Poichè la sentenza gravata è stata depositata il 3.3.2015, nel presente giudizio risulta applicabile il testo dell’art. 360 c.p.c., comma 1, n. 5 come modificato dal D.L. 22 giugno 2012, n. 83, art. 54 convertito con la L. 7 agosto 2012, n. 134. Tale testo – in forza della quale le sentenze ricorribili per cassazione possono essere impugnate “per omesso esame circa un fatto decisivo per il giudizio che è stato oggetto di discussione tra le parti” – si applica infatti, per il disposto del suddetto art. 54, comma 3 ai ricorsi per cassazione avverso sentenze pubblicate dall’11 settembre 2012, trentesimo giorno successivo all’entrata in vigore della legge di conversione del D.L. n. 83 del 2012. Tanto premesso, i primi due motivi di ricorso sono inammissibili perchè il nuovo testo dell’art. 360 c.p.c., n. 5 esclude l’autonoma rilevanza del vizio di insufficienza e contraddittorietà della motivazione (v. anche Cass. n. 16300 del 2014), nè il ricorrente ne deduce la sostanziale mancanza di essa ma soltanto che non abbia preso in considerazione quanto affermato dai testi da lui citati al fine di ritenere provata l’instaurazione di una stabile convivenza con la zia, ai fini della successione nel rapporto di locazione.

E’ esclusa la possibilità di chiedere a questa Corte di rinnovare, in questa sede, la valutazione della corte d’appello, che ha peraltro espressamente puntualizzato che dal complesso delle prove raccolte emerge piuttosto che il P., con la collaborazione del cugino O., prima della morte della zia ne frequentava effettivamente la casa, ma solo per ragioni di assistenza e cura della medesima, quindi per ragioni transitorie e non anche abituali e stabili.

Con il terzo motivo il ricorrente deduce la nullità dell’intero giudizio di secondo grado e della sentenza che lo ha concluso perchè la controparte non avrebbe coinvolto nel giudizio di secondo grado anche l’ O. (nei confronti del quale, oltre che del P., aveva rivolto la domanda di rilascio e la domanda risarcitoria (rigettata) in primo grado, e perchè non era stata ordinata l’integrazione del contraddittorio nei confronti di questi.

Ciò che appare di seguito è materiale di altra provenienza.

PR #1942, opened 2022-07-15
Initial implementation of `state shell`.

mitchell-as:
<table>
<td>
  <a href="https://activestatef.atlassian.net/browse/DX-1048" title="DX-1048" target="_blank">StoryDX-1048</a>  We have a `state shell` command
  </td></table>
  <br />
 

Functions just like `state activate`, but ONLY starts a shell. There is a `prompt` alias for Windows users accustomed to that terminology.


internal/runners/shell/shell.go
```diff
@@ -0,0 +1,87 @@
...
+	}
+}
+
+func (u *Shell) Run(params *Params) error {
+	logging.Debug("Shell %v", params.Namespace)
+
+	projectDir := use.GetLocalProjectPath(params.Namespace, u.config)
+	if projectDir == "" {
+		err := locale.NewInputError("err_use_project_not_checked_out", "", params.Namespace.Project, projectDir)
+		errs.AddTips(err, locale.Tl("use_checkout_first", "", params.Namespace.Project))
```
daved, line 63: Are these KVs found in the locale file?

daved (changes requested):

internal/runners/shell/shell.go
mitchell-as: Yes, they were part of the `state use` improvements ticket.

daved (changes requested):

internal/runbits/use/use.go
```diff
@@ -0,0 +1,29 @@
+package use
```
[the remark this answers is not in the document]
mitchell-as: Okay, I moved it into pkg/project and did some refactoring to return a *Project struct with the ability to tell if an error is due to the project not existing locally, or some sort of projectfile parsing/loading error. The refactor touched other areas of the codebase, more changes may be needed upon review.

internal/runbits/activate/activation.go
```diff
@@ -6,20 +6,30 @@ import (
 	"path/filepath"
 	rt "runtime"
 
+	"github.com/ActiveState/cli/internal/analytics"
 	anaConst "github.com/ActiveState/cli/internal/analytics/constants"
```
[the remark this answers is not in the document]
mitchell-as: Ok.

pkg/project/project.go
```diff
@@ -358,6 +358,36 @@ func FromExactPath(path string) (*Project, error) {
 	return project, nil
 }
 
+// LocalProjectDoesNotExist is an error returned when a requested project is not checked out locally.
+type LocalProjectDoesNotExist struct{ error }
+
+// IsLocalProjectDoesNotExist checks if the error is a LocalProjectDoesNotExist.
+func IsLocalProjectDoesNotExist(err error) bool {
+	return errs.Matches(err, &LocalProjectDoesNotExist{})
```
Naatan, line 366: Personally I would prefer using this code directly instead of a helper function. It's concise and easy to understand, the helper just creates friction.

internal/runners/shell/shell.go
```diff
@@ -0,0 +1,90 @@
...
+			projectsDir, err2 := storage.ProjectsDir(u.config)
+			if err2 != nil {
+				return locale.WrapError(err2, "err_use_cannot_determine_projects_dir", "") // this error takes precedence
+			}
+			errs.AddTips(err, locale.Tl("use_checkout_first", "", params.Namespace.Project))
+			projectDir := filepath.Join(projectsDir, params.Namespace.Project)
+			return locale.WrapInputError(err, "err_use_project_not_checked_out", "", params.Namespace.Project, projectDir)
+		}
+		return locale.WrapError(err, "err_use_project_frompath") // error reading from project file
+	}
```
Naatan, line 73: This feels like it should be part of `FromNamespaceLocal`, because otherwise this is making unsafe assumptions about how that function is meant to operate.

ie. if `FromNamespaceLocal` can't figure out the namespace from the project dir then it should itself formulate a proper error message for this case.

internal/runners/shell/shell.go
```diff
@@ -0,0 +1,90 @@
...
+
+	rti, err := runtime.New(target.NewProjectTarget(proj, storage.CachePath(), nil, target.TriggerActivate), u.analytics, u.svcModel)
```
Naatan, line 75: This needs a new trigger. `TriggerActivate` is for `state activate`, which this is not. Suggest a new `TriggerShell`.

internal/runners/shell/shell.go
```diff
@@ -0,0 +1,90 @@
...
+	if err != nil {
+		wrapped := locale.WrapInputError(err, "err_shell_load_runtime", "This project's runtime is not initialized.")
+		errs.AddTips(wrapped, locale.Tl("err_shell_load_runtime_tip", "Please run [ACTIONABLE]state use[/RESET] first."))
```
Naatan, line 78: Suggest dropping this for now, we'll want to tell them to use `state clone`, but we haven't committed to that name yet.

Added a note here:

https://activestatef.atlassian.net/browse/DX-1062

Naatan (changes requested):

pkg/project/project.go
mitchell-as: I was following this convention: https://github.com/ActiveState/cli/blob/e94d0b485e7775e975efa2ce6a27b15be86a5094/pkg/platform/runtime/ARCHITECTURE.md

cmd/state/internal/cmdtree/shell.go
```diff
@@ -0,0 +1,41 @@
...
+				Required:    true,
+				Value:       params.Namespace,
+			},
+		},
+		func(_ *captain.Command, _ []string) error {
+			return runner.Run(params)
+		},
+	)
+	cmd.SetGroup(EnvironmentGroup)
+	cmd.SetAliases("prompt")
```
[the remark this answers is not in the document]
mitchell-as: Looks like he has since agreed that this is okay.

internal/runners/shell/shell.go
mitchell-as: Okay.

internal/runners/use/use.go
```diff
@@ -77,24 +77,19 @@ func (u *Use) Run(params *Params) error {
...
 		} else if params.Namespace.Owner == "" {
-			projectsDir, err2 := storage.ProjectsDir(u.config)
-			if err2 != nil {
-				return locale.WrapError(err2, "err_use_cannot_determine_projects_dir", "") // this error takes precedence
-			}
-			errs.AddTips(err, locale.Tl("use_checkout_first", "", params.Namespace.Project))
-			projectDir := filepath.Join(projectsDir, params.Namespace.Project)
-			return locale.WrapInputError(err, "err_use_project_not_checked_out", "", params.Namespace.Project, projectDir)
+			// Note: use existing localized error message to workaround DX-740 for integration tests.
+			return locale.WrapInputError(err, "err_use_project_does_not_exist", err.Error())
```
Naatan, line 84: Nit: I'd prefer we drop the else on line 82, it makes for harder to read code and is unnecessary considering it returns on line 81.

pkg/project/project.go
```diff
@@ -358,6 +359,44 @@ func FromExactPath(path string) (*Project, error) {
...
+		}
+		var namespaced Namespaced
+		err := namespaced.Set(namespace)
+		if err != nil {
+			logging.Debug("Cannot parse namespace: %v") // should not happen since this is stored
+			continue
+		}
+		if (!ns.AllowOmitOwner && strings.ToLower(namespaced.String()) == strings.ToLower(ns.String())) ||
+			(ns.AllowOmitOwner && strings.ToLower(namespaced.Project) == strings.ToLower(ns.Project)) {
+			return FromPath(paths[0]) // just pick the first one
```
Naatan, line 386: Heads up; filed this story to follow up:

https://activestatef.atlassian.net/browse/DX-1075

Felt out of scope for this PR.

Naatan (changes requested):

internal/runners/shell/shell.go
```diff
@@ -60,23 +57,16 @@ func (u *Shell) Run(params *Params) error {
...
-			projectsDir, err2 := storage.ProjectsDir(u.config)
-			if err2 != nil {
-				return locale.WrapError(err2, "err_use_cannot_determine_projects_dir", "") // this error takes precedence
-			}
-			errs.AddTips(err, locale.Tl("use_checkout_first", "", params.Namespace.Project))
-			projectDir := filepath.Join(projectsDir, params.Namespace.Project)
-			return locale.WrapInputError(err, "err_use_project_not_checked_out", "", params.Namespace.Project, projectDir)
+		if project.IsLocalProjectDoesNotExistError(err) {
+			// Note: use existing localized error message to workaround DX-740 for integration tests.
+			return locale.WrapInputError(err, "err_shell_project_does_not_exist", err.Error())
```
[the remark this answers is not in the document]
mitchell-as: But I definitely want the integration tests to pass. They will fail if I don't have this workaround.

internal/runners/use/use.go
mitchell-as: It's an else if. I want a fall through on else.

internal/runners/shell/shell.go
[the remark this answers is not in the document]
mitchell-as: I've updated the ACs on DX-740 to remove these workarounds.

internal/runners/use/use.go
Naatan: My point is that if you drop the else (but keep the if) the logic is effectively the same but more readable.

Naatan (approved):

internal/locale/locales/en-us.yaml
```diff
@@ -1876,17 +1876,17 @@ flag_state_use_path_description:
 arg_state_use_namespace:
   other: org/project
 arg_state_use_namespace_description:
-  other: The org/project namespace of the project that you wish to use. If the project has already been checked out, you can simply use the project's name instead of the entire namespace.
-err_use_cannot_determine_projects_dir:
+  other: The org/project namespace of the project that you wish to use, or just the project name if previously used
```
daved, line 1879:
```suggestion
  other: The org/project namespace of the project that you wish to use, or just the project name if previously used.
```

daved (changes requested):

internal/locale/locales/en-us.yaml
mitchell-as: None of the other flag descriptions end in a period. This would stick out, no?

daved: Sure, go with what is best. I just scanned and thought the punctuation was missing.

daved (approved):

PR #1943, opened 2022-07-15
Remove sock file check from svc test

daved:
<table>
<td>
  <a href="https://activestatef.atlassian.net/browse/DX-1035" title="DX-1035" target="_blank">BugDX-1035</a>  State-svc's TestStartStop integration test keeps failing intermittently
  </td></table>
  <br />


internal/ipc/sockpath/sockpath.go
```diff
@@ -8,6 +8,7 @@ import (
 
 var (
 	sockpathExtension = "sock"
+	maxChannelLength  = 12
```
Naatan, line 11: This change doesn't seem relevant to the test? Please open a separate bug because otherwise this might not make it into the release. I definitely won't prioritize these changes for 0.34.1, but this particular change might make sense to include.

Naatan (changes requested):

internal/ipc/sockpath/sockpath.go
daved: This fixes a bug exposed by this PR's branch name length. If I remove the changes, I'll have to crate a new branch and PR for this same issue so that the failing tests will pass. Should I do so?

Naatan: Yes please. This PR is about fixing an integration test, whereas this fix is about fixing an end-user bug.

daved: If we prioritize [DX-1066](https://activestatef.atlassian.net/browse/DX-1066), then I can merge main into this branch and it will then pass tests so this PR can be left alone. We'll see how it goes at stand tomorrow.

Naatan (approved):

PR #1945, opened 2022-07-18
Made Projects directory configurable via "projects.directory" option.

mitchell-as:
<table>
<td>
  <a href="https://activestatef.atlassian.net/browse/DX-1053" title="DX-1053" target="_blank">TaskDX-1053</a>  Project collection directory is configurable
  </td></table>
  <br />

### DIFF
--- a/internal/locale/locales/en-us.yaml
+++ b/internal/locale/locales/en-us.yaml
@@ -1868,7 +1868,7 @@ err_update_corrupt_install:
     Uninstallation instructions: {{.V0}}/troubleshooting/uninstall/
     Installation instructions: {{.V0}}/install/
 flag_state_use_path_description:
-  other: Where to install the project. The default location is in the {{.V0}} directory
+  other: Where to install the project. The default location is in the {{.V0}} directory, and it can be configured by running [ACTIONABLE]state config set projects.directory <path>[/RESET]
 arg_state_use_namespace:
   other: org/project
 arg_state_use_namespace_description:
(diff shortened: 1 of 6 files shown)


internal/locale/locales/en-us.yaml
```diff
@@ -1868,7 +1868,7 @@ err_update_corrupt_install:
     Uninstallation instructions: {{.V0}}/troubleshooting/uninstall/
     Installation instructions: {{.V0}}/install/
 flag_state_use_path_description:
-  other: Where to install the project. The default location is in your ~/Projects directory
+  other: Where to install the project. The default location is in the {{.V0}} directory
```
MDrakos, line 1871: If the value of the project directory is changed in the config then is it still the default location? I think we could update this message to just say the current location.

Also, do we want to communicate to users how to change this value? Or is that something to be done at a later date?

MDrakos (changes requested):

internal/locale/locales/en-us.yaml
mitchell-as: When the project directory is changed in the config, this string will specify that newly configured location. Is that what you meant?

As far as communicating how to change this value, I presumed this would be in some sort of centralized documentation for all of our configuration options that has not yet been written. I suppose it might be a good idea to mention it there though.

MDrakos: What I mean is that the default is `~/Projects` but if I change that then this messaging says the default is whatever I changed it to. I admit that I'm being nit-picky here 😛

mitchell-as: Yes, whatever they changed it to becomes the "new default" with respect to this `--path` argument that's being documented. You are correct that it's not the "true" default in terms of out-of-box experience, but then there's always `state clean config`, right? :)

MDrakos (approved):

PR #1951, opened 2022-07-19
Show unstable warning, title, and banner if flag processing fails.

mitchell-as:
<table>
<td>
  <a href="https://activestatef.atlassian.net/browse/DX-1039" title="DX-1039" target="_blank">BugDX-1039</a>  Command flags causing title / beta warning to get skipped
  </td></table>
  <br />

### DIFF
--- a/internal/captain/command.go
+++ b/internal/captain/command.go
@@ -167,6 +167,21 @@ func NewCommand(name, title, description string, prime primer, flags []*Flag, ar
 		return err
 	})
 
+	// When there are errors processing flags, the command's runner is not called.
+	// In addition to performing the unstable feature check and printing of the unstable banner in
+	// the command's runner, we need to do it here too if there's an error processing flags.
+	// If the command is not unstable, simply return the flag error.
+	cmd.cobra.SetFlagErrorFunc(func(c *cobra.Command, err error) error {
+		if cmd.shouldWarnUnstable() {
+			if !condition.OptInUnstable(cmd.cfg) {
+				cmd.out.Notice(locale.Tr("unstable_command_warning", cmd.Name()))
+				return nil
+			}
+			cmd.outputTitleIfAny()
+		}
+		return err
+	})
+
 	cobraMapping[cmd.cobra] = cmd
 	return cmd
 }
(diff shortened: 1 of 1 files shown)


daved (changes requested):
Generally, this doesn't feel like the correct place to solve the issue. IMO, flags should be verified "best effort" before any network calls or other interesting things are expressed. So it should return a clear "your flag is empty" error or use a default value if the original implementer of that flag wishes it. Once there are no simple mistakes in the flags, checks like command stability can be run. That said, it is confusing why "You are not authenticated" is returned to the user. I suggest the control flow be understood better and ensuring that the correct error is shown or default value is used.

@Naatan Would you, please, weigh in on whether the story for this PR is best solved by preempting the flag parsing behavior?

mitchell-as:
Just so that we're all on the same page:

We currently do not handle the case where the user gives incorrect arguments to the state tool. We tell Cobra to execute our command and we handle any err returned. When flags are properly parsed, our command's `runner()` function is called. It is there that we can figure out if the command is unstable, and if so, require the "optin.unstable" config option to be set, print the unstable banner, etc.

The problem is when there are invalid flags given. If this is the case, then Cobra never calls our `runner()` function, so we are never able to figure out of the command in question is unstable, print the unstable banner, etc.

I stepped through the debugger and the function I'm hooking into appears to be the only place where I have access to the command the user is attempting to run, and only then can I determine if it's unstable, print the banner, etc.

If we want to have consistent behavior (of always requiring "optin.unstable" to be set for a command, printing the unstable banner, etc.), valid flags or not, then I think we have to handle it around the area that I'm proposing.

This is beside the point of the potentially confusing error message. (Hopefully that will go away when DX-740 is resolved.) Nathan wants to keep being able to use settable objects in Params{} to Cobra commands, so we need to be able to react to errors in setting (which is the case here when you're not authenticated).

daved:
> We currently do not handle the case where the user gives incorrect arguments to the state tool.
We should be handling bad flag and argument values at command parse time.

> If we want to have consistent behavior (of always requiring "optin.unstable" to be set for a command, printing the unstable banner, etc.), valid flags or not ...
I'm strongly suggesting that we fail fast on bad flag and arg values. If we do not go that route, then we should only be doing this in one place, before flags are parsed. @Naatan Thoughts?

> we need to be able to react to errors in setting (which is the case here when you're not authenticated).
How the provided value is handled in the runner is independent on whether the value is valid as a command line argument. We should be providing the user reasonable messaging so they can form their command properly.

daved (approved):

PR #1956, opened 2022-07-20
Print location of project being used.

mitchell-as:
<table>
<td>
  <a href="https://activestatef.atlassian.net/browse/DX-1046" title="DX-1046" target="_blank">StoryDX-1046</a>  As a user I can install a new runtime with state use
  </td></table>
  <br />
 

This got lost somewhere in the process :(

### DIFF
--- a/internal/runners/use/use.go
+++ b/internal/runners/use/use.go
@@ -25,6 +25,7 @@ import (
 	"github.com/ActiveState/cli/pkg/platform/authentication"
 	"github.com/ActiveState/cli/pkg/platform/model"
 	"github.com/ActiveState/cli/pkg/platform/runtime"
+	"github.com/ActiveState/cli/pkg/platform/runtime/setup"
 	"github.com/ActiveState/cli/pkg/platform/runtime/target"
 	"github.com/ActiveState/cli/pkg/project"
 	"github.com/ActiveState/cli/pkg/projectfile"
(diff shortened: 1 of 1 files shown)


mitchell-as:
Still waiting on @rawktron for the correct messaging to communicate with users.

internal/runners/use/use.go
```diff
@@ -138,9 +140,11 @@ func (u *Use) Run(params *Params) error {
 		return locale.WrapError(err, "err_use_default", "Could not configure your project as the global default.")
 	}
 
-	u.out.Print(fmt.Sprintf("[NOTICE]%s[/RESET] [ACTIONABLE]%s[/RESET]",
+	u.out.Print(fmt.Sprintf("[NOTICE]%s[/RESET] [ACTIONABLE]%s[/RESET] %s [ACTIONABLE]%s[/RESET]",
 		locale.Tl("use_notice_switched_to", "Switched to"),
-		params.Namespace.Project),
+		params.Namespace.Project,
+		locale.Tl("use_notice_located_at", "located at"),
+		setup.ExecDir(projectTarget.Dir())),
```
MDrakos, line 147: I think this can be accomplished without the `fmt.Sprintf`. The locale string would be something like:
`"[NOTICE]{{.V0}}[/RESET] [ACTIONABLE]{{.V1}}[/RESET]{{.V2}}[ACTIONABLE]{{.V3}}[/RESET]"`

You can find examples of this in our `en-us.yaml` file

MDrakos (changes requested):

MDrakos (approved):

PR #1960, opened 2022-07-22
Convert Windows directory separators to '/' when using with bash.exe.

mitchell-as:
<table>
<td>
  <a href="https://activestatef.atlassian.net/browse/DX-542" title="DX-542" target="_blank">BugDX-542</a>  Integration test working directory on Windows is not correct
  </td></table>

Il motivo è infondato: trattandosi di causa scindibile, non sussisteva l’obbligo di integrare il contradditorio, come correttamente affermato dalla Corte d’Appello, in quanto la sentenza emessa in un procedimento cumulativo impugnata soltanto da alcune delle parti passa in giudicato nei confronti dei soggetti non impugnanti, e, trascorso il termine di cui all’art. 332 c.p.c. la violazione di esso non produce alcun effetto (Cass. n. 12608 del 1997).

Si propone pertanto la declaratoria di rigetto del ricorso”.

Non sono state depositate memorie.

A seguito della discussione sul ricorso, tenuta nella Camera di consiglio, il Collegio ha condiviso i motivi in fatto ed in diritto esposti nella relazione stessa.

Il ricorso proposto va pertanto rigettato.

Le spese seguono la soccombenza e si liquidano come al dispositivo.

Infine, il ricorso risulta notificato successivamente al termine previsto dalla L. n. 228 del 2012, art. 1, comma 18, pertanto deve darsi atto della sussistenza dei presupposti di cui al D.P.R. n. 115 del 2002, art. 13, comma 1 quater, introdotto dalla citata L. n. 228 del 2012, art. 1, comma 17.

PQM

La Corte rigetta il ricorso.

Liquida in favore del controricorrente Euro 1.800,00 per spese legali, di cui 200,00 per esborsi, oltre accessori e contributo spese generali.

Ai sensi del D.P.R. 30 maggio 2002, n. 115, art. 13, comma 1 quater dà atto della sussistenza dei presupposti per il versamento da parte della ricorrente dell’ulteriore importo a titolo di contributo unificato pari a quello dovuto per il ricorso a norma dello stesso art. 13, comma 1 bis.

Così deciso in Roma, il 11 ottobre 2016.